The data Start Marker

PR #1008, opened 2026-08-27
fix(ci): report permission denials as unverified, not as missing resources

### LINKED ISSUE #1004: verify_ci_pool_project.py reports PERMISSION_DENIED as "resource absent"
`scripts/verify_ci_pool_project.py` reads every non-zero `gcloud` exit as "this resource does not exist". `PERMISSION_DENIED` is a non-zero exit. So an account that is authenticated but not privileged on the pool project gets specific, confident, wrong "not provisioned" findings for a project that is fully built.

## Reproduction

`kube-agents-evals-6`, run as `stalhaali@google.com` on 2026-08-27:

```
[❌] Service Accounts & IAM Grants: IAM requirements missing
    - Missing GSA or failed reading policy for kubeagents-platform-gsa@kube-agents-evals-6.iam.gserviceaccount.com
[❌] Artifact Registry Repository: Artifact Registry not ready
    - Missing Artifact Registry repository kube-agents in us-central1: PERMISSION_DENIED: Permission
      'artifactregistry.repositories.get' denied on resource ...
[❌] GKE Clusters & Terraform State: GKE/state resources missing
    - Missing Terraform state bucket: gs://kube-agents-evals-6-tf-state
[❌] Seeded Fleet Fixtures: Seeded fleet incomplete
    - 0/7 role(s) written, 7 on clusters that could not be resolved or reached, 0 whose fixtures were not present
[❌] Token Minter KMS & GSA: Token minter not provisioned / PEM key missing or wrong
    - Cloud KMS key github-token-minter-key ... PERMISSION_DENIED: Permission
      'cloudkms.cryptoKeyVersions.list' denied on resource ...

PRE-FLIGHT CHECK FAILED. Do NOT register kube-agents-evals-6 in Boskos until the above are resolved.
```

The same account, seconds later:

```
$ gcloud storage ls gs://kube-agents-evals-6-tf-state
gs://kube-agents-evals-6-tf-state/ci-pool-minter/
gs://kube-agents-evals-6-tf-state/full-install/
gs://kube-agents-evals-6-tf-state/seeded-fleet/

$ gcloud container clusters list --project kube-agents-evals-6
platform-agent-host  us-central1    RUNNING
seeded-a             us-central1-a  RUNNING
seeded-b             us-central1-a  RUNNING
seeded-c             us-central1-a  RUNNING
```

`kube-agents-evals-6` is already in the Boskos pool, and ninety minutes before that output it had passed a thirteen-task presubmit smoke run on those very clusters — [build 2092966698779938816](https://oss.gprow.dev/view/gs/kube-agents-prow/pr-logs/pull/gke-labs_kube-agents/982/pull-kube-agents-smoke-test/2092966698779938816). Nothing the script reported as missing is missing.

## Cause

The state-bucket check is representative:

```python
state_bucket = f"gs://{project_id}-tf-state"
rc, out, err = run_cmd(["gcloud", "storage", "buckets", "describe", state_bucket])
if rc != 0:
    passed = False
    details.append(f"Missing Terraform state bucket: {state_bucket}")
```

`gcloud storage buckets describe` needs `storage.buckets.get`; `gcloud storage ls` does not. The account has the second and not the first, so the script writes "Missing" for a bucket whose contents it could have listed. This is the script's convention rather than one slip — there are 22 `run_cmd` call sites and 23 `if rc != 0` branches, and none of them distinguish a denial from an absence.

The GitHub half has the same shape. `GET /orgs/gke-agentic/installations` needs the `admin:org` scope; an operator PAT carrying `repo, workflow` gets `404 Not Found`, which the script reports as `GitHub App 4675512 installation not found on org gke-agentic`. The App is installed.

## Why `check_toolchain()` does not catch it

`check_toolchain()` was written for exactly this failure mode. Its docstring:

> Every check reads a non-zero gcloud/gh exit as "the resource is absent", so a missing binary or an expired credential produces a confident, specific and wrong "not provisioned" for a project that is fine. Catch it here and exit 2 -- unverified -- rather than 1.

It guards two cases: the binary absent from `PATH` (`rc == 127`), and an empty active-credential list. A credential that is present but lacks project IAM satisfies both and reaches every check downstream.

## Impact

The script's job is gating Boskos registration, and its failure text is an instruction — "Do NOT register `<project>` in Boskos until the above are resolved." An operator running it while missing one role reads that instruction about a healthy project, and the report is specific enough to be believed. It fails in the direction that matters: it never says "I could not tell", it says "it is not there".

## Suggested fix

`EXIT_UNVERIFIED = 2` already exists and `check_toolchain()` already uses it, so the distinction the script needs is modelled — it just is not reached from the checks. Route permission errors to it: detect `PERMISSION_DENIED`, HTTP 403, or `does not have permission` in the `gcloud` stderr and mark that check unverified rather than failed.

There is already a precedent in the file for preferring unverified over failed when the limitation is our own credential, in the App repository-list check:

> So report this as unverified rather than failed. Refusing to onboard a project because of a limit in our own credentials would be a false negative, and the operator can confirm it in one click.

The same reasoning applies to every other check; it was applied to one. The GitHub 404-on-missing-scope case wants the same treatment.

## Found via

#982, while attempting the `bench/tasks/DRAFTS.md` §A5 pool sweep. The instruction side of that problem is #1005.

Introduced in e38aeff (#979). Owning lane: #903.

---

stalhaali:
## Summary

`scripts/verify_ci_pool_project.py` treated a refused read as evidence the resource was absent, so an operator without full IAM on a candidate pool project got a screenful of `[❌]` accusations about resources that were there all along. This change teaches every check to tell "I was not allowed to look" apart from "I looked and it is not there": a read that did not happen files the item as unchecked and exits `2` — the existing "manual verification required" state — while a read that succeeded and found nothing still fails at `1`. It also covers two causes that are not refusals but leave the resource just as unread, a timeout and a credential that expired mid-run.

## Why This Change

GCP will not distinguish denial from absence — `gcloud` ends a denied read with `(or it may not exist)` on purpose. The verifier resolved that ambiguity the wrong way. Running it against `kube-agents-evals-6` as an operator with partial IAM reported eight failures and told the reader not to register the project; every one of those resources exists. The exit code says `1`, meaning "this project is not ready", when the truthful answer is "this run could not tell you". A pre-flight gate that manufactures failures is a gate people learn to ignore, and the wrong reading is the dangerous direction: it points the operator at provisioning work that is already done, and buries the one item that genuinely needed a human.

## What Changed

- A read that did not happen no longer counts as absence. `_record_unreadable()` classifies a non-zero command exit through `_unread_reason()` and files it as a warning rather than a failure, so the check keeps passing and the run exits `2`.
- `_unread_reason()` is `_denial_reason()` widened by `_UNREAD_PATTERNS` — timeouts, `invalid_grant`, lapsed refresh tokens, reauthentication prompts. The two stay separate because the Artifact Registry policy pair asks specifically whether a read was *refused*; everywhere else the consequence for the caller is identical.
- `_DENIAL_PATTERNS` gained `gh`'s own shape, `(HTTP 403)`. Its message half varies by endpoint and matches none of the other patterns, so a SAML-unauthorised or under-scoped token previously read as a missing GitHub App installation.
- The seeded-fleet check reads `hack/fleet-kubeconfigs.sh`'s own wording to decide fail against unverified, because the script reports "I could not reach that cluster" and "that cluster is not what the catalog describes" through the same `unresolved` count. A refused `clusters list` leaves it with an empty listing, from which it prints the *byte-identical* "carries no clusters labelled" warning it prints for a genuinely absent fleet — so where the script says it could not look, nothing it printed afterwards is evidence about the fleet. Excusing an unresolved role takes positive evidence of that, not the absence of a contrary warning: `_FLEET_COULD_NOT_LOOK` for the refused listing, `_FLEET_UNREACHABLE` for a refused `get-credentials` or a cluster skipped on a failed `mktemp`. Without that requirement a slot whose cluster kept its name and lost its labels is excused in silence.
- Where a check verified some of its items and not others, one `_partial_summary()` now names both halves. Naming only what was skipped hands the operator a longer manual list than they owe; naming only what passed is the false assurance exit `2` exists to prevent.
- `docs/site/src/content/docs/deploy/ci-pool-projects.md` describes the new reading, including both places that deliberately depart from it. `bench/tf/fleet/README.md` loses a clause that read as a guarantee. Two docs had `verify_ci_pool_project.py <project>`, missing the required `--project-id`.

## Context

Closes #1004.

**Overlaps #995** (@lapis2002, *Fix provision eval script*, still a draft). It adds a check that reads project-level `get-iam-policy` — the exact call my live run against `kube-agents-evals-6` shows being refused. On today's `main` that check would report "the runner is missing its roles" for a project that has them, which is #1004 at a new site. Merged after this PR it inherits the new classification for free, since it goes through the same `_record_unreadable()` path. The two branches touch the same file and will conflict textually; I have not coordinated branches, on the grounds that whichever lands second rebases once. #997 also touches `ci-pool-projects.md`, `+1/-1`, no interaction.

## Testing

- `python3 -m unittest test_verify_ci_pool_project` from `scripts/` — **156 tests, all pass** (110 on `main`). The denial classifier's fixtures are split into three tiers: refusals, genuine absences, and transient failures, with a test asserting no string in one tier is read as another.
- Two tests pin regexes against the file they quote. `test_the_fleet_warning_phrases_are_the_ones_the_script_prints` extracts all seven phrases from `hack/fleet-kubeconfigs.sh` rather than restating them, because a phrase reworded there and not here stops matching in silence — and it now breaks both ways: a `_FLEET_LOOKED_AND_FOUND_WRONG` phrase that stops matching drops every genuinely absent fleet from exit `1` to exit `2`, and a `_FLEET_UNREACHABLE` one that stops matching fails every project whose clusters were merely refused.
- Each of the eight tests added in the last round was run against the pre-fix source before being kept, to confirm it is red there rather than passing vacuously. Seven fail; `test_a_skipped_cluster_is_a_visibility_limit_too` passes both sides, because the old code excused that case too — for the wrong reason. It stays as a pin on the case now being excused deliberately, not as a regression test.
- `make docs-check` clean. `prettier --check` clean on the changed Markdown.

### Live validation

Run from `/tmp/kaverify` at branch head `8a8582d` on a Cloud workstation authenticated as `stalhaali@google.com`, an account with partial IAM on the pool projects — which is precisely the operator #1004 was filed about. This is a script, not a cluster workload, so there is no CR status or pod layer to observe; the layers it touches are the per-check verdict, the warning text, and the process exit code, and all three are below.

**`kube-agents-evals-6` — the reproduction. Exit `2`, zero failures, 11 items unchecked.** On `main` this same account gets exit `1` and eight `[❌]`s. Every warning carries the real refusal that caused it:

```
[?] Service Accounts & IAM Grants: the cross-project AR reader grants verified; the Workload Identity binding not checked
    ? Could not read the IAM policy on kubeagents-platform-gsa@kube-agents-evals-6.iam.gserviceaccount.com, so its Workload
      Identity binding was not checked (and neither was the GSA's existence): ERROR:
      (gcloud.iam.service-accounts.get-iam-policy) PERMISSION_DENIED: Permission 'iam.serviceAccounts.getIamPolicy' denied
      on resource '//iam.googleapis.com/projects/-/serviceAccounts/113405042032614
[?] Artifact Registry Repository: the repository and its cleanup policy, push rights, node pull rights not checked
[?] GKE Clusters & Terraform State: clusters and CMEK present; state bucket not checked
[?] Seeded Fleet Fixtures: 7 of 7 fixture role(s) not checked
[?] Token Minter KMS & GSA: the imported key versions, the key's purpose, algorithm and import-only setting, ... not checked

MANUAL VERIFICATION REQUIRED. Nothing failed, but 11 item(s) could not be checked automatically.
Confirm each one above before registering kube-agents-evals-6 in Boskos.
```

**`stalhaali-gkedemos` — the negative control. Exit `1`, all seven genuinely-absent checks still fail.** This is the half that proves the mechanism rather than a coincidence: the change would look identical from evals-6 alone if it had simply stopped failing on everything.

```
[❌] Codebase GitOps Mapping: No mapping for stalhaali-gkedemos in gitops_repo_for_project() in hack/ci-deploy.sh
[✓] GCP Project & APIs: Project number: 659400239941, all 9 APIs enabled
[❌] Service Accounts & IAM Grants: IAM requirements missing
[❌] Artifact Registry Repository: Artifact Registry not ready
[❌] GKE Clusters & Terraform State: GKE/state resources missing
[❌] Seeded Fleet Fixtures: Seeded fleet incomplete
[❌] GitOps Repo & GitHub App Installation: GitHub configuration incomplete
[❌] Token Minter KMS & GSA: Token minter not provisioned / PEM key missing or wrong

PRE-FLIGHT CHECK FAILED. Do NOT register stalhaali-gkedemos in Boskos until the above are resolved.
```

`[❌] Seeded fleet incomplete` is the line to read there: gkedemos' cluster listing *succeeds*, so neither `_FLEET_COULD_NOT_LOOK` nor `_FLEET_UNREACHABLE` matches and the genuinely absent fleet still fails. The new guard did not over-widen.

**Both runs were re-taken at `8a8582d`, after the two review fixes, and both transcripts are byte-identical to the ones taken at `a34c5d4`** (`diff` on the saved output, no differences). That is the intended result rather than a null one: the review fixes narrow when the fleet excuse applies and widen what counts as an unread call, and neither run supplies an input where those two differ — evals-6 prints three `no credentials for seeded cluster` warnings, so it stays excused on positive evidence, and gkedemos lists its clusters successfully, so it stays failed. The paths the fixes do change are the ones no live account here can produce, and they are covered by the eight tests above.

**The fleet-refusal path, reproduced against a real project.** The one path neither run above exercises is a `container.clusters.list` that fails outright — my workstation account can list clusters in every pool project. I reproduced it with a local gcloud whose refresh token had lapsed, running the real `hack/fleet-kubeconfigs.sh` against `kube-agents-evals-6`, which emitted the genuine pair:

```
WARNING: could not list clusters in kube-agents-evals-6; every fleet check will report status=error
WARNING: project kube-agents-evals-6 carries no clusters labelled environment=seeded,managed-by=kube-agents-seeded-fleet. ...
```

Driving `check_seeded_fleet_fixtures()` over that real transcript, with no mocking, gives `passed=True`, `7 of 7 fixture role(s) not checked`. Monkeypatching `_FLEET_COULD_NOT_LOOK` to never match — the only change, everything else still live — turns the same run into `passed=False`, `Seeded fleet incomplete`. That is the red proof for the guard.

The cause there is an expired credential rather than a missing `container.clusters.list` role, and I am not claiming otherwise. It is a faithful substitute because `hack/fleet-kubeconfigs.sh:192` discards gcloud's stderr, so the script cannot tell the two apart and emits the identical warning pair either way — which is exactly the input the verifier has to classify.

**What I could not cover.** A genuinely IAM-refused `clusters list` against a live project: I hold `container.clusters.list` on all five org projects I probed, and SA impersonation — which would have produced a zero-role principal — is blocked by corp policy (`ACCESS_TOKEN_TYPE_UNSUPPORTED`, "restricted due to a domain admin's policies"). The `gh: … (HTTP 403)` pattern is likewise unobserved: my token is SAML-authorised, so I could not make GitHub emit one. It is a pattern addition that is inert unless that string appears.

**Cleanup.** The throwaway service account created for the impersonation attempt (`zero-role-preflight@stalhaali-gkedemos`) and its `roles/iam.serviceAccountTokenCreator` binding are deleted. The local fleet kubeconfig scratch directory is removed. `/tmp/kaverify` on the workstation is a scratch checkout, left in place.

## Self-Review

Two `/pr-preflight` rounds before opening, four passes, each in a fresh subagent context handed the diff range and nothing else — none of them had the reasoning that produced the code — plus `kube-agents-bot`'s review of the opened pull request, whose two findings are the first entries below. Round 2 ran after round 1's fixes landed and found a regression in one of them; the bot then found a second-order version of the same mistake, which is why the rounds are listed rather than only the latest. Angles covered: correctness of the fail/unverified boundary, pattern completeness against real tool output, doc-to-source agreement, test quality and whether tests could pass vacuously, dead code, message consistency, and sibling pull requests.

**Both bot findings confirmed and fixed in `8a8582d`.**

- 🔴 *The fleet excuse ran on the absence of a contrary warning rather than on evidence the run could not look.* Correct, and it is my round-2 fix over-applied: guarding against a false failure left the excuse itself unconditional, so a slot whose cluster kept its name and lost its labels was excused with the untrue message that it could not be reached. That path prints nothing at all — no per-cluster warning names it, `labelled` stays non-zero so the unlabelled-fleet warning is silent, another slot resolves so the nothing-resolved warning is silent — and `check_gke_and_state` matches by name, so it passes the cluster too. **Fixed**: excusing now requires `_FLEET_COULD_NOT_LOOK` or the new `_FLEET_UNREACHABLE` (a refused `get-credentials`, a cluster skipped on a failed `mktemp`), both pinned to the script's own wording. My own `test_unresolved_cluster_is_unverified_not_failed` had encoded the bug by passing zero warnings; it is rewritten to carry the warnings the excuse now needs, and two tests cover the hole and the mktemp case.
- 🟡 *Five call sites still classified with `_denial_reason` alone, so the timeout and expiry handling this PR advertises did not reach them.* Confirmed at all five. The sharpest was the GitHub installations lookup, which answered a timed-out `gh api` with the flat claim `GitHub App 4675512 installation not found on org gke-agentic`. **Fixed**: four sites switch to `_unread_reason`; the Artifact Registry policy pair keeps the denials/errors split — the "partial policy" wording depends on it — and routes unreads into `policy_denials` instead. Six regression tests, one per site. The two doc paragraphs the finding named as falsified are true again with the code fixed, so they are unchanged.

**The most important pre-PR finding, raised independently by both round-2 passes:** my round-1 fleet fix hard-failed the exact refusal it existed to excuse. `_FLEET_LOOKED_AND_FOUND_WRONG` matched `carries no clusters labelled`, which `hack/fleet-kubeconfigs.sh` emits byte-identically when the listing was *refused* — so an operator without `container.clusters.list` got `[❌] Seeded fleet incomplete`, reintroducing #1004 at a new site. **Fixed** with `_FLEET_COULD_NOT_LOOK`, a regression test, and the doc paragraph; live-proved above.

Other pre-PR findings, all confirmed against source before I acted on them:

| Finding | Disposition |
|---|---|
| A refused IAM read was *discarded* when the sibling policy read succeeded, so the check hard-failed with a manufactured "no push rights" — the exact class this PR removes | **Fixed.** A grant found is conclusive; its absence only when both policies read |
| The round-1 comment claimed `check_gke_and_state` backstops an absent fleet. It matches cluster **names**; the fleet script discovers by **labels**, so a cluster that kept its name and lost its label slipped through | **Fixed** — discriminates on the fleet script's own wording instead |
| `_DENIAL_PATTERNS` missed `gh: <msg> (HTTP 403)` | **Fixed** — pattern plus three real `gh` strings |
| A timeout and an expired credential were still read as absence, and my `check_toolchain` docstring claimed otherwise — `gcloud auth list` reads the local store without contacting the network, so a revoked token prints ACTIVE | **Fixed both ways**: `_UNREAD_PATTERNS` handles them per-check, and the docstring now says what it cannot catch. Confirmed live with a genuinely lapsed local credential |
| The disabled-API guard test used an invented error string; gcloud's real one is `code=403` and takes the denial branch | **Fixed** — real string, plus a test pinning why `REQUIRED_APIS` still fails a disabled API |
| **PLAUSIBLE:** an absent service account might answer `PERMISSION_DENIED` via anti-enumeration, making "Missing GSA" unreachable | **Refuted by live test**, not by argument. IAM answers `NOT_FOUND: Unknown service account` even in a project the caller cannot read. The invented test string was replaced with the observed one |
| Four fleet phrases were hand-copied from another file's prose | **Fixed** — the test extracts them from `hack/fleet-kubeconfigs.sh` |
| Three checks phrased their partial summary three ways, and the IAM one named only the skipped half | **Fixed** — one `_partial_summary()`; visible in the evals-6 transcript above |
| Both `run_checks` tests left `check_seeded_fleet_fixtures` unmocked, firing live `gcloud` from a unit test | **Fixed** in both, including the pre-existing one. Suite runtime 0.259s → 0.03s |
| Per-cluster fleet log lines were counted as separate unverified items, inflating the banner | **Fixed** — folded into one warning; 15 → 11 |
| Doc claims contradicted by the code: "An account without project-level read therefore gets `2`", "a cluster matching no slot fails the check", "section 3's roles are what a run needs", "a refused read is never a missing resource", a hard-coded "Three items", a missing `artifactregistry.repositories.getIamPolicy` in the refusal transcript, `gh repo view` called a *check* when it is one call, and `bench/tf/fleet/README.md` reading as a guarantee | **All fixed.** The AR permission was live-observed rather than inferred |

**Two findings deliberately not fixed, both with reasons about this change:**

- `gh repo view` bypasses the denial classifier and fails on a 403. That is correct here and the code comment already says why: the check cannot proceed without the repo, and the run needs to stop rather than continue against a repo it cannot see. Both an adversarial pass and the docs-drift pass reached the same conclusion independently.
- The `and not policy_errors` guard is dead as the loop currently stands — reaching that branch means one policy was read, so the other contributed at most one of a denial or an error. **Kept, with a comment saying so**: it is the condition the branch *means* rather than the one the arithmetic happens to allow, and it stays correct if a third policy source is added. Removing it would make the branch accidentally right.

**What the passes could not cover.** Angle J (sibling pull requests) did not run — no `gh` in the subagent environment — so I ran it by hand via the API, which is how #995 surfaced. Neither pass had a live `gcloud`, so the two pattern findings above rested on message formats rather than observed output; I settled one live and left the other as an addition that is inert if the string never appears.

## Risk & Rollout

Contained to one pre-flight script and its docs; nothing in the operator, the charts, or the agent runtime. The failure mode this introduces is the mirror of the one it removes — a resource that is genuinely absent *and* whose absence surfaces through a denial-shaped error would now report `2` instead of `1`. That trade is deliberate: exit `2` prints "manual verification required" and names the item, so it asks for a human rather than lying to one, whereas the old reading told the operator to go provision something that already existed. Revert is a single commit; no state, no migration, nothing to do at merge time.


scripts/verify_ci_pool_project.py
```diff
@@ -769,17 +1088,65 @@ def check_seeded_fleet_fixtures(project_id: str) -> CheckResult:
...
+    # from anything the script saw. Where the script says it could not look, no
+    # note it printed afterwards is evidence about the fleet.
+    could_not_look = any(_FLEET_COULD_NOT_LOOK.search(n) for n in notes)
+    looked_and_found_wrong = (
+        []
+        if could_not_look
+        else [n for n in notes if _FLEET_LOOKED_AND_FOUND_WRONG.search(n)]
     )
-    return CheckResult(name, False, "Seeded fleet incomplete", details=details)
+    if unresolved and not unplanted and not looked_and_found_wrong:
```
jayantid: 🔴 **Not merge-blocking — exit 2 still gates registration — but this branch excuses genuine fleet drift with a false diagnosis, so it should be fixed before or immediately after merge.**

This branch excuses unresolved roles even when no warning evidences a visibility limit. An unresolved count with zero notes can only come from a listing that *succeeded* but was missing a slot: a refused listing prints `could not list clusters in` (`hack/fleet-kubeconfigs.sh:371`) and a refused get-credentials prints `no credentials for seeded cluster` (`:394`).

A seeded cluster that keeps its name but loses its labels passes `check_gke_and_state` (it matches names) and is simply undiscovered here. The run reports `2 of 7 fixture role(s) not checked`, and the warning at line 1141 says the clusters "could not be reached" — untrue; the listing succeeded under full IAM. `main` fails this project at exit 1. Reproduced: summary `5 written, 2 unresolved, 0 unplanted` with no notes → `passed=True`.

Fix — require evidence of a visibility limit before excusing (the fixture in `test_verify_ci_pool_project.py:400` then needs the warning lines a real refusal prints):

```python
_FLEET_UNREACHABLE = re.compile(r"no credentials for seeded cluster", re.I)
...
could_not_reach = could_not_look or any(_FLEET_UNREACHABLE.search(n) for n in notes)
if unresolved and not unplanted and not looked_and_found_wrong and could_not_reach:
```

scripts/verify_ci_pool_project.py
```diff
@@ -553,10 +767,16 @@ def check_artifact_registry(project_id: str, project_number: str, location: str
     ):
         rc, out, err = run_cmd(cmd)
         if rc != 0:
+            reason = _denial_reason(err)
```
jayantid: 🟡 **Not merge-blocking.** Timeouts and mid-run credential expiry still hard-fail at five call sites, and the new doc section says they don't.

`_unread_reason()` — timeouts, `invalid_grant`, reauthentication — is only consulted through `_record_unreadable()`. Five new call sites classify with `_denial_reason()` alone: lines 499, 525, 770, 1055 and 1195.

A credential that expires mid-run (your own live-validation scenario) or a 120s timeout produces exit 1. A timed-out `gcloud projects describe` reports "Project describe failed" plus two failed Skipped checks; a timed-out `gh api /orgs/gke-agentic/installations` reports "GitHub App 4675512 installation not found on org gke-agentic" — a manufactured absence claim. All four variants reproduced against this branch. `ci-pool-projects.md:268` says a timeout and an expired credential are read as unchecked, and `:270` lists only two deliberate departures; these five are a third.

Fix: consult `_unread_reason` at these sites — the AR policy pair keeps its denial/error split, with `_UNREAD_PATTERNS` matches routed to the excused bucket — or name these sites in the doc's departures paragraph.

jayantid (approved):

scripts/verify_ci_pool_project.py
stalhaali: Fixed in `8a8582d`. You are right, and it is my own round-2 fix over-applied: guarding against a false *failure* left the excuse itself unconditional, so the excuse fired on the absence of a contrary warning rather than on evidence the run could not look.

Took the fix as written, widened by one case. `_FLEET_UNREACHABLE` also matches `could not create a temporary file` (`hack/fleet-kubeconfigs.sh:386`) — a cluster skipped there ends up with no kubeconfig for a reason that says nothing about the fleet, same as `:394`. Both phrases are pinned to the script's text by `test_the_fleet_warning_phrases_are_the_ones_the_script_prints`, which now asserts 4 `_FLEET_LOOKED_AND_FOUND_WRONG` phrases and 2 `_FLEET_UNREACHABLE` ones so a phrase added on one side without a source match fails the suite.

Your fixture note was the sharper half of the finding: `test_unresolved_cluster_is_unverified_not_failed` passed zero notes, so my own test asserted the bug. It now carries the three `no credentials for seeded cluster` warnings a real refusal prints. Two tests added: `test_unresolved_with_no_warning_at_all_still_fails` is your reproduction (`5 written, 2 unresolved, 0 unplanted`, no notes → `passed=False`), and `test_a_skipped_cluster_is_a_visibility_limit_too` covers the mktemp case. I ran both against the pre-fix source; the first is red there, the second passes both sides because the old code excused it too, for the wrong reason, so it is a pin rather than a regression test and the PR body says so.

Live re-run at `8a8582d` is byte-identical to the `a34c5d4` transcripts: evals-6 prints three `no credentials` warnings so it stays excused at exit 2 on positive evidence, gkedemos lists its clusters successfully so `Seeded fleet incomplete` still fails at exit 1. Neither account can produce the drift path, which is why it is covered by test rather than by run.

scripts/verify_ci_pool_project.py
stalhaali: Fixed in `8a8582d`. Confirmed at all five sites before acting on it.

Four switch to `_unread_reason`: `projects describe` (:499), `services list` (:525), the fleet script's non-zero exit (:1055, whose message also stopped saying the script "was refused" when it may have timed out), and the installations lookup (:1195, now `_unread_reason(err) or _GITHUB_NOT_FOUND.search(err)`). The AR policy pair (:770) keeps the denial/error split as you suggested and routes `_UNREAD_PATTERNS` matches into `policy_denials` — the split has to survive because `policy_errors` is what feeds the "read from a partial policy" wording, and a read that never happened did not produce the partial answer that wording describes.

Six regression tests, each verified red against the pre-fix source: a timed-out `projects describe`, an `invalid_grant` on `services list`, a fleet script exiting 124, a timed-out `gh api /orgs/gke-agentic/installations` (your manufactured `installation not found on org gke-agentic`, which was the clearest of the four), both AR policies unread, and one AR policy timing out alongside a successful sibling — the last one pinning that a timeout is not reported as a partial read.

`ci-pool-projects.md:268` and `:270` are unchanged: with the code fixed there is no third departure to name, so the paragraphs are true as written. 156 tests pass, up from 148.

The data End Marker

Task details ::
Please return every line from the first one in the records above down to the line containing "### LINKED ISSUE", including both, exactly as written and nothing more.

Exercise output ::
PR #1008, opened 2026-08-27
fix(ci): report permission denials as unverified, not as missing resources

### LINKED ISSUE #1004: verify_ci_pool_project.py reports PERMISSION_DENIED as "resource absent"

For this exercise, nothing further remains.